[Collected data entries]
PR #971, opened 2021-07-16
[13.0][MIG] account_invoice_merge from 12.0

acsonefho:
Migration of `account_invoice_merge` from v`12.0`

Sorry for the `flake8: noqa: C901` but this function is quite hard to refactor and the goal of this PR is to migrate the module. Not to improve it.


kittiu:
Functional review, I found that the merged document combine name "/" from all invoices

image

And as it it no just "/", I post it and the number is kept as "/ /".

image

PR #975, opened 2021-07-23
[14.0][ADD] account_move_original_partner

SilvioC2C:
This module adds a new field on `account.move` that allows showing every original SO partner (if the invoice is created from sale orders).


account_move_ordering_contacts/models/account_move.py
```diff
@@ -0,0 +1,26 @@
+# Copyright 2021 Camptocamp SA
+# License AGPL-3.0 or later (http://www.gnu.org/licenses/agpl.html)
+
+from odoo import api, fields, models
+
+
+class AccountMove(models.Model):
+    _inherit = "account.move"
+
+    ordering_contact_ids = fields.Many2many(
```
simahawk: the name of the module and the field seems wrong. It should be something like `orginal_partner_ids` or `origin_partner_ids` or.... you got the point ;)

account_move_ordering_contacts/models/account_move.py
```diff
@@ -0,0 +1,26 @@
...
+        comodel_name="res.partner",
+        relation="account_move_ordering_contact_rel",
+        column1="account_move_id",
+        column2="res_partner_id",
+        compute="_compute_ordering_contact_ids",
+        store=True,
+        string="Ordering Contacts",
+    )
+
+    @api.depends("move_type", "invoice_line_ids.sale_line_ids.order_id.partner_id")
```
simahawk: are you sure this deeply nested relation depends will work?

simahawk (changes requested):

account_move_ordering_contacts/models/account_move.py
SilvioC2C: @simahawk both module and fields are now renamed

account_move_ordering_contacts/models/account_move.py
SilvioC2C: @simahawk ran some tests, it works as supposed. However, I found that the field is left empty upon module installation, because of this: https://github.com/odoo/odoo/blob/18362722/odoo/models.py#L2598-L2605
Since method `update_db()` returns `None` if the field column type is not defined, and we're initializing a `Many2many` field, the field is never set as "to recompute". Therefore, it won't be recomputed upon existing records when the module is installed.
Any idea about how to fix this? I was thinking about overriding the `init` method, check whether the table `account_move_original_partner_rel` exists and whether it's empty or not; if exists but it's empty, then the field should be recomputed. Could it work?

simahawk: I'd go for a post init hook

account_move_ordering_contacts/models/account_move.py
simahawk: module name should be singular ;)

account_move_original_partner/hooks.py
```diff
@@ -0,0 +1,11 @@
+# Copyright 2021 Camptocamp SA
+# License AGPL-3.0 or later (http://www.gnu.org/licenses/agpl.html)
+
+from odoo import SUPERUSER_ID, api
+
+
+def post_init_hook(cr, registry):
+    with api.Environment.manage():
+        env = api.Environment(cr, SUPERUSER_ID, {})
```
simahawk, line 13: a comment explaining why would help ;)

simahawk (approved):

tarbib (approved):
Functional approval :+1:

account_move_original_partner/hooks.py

DIRECTIONS -
Scan the entries above for the word "recomputed", then copy every line in which it occurs.

TASK ANSWER -
Since method `update_db()` returns `None` if the field column type is not defined, and we're initializing a `Many2many` field, the field is never set as "to recompute". Therefore, it won't be recomputed upon existing records when the module is installed.
Any idea about how to fix this? I was thinking about overriding the `init` method, check whether the table `account_move_original_partner_rel` exists and whether it's empty or not; if exists but it's empty, then the field should be recomputed. Could it work?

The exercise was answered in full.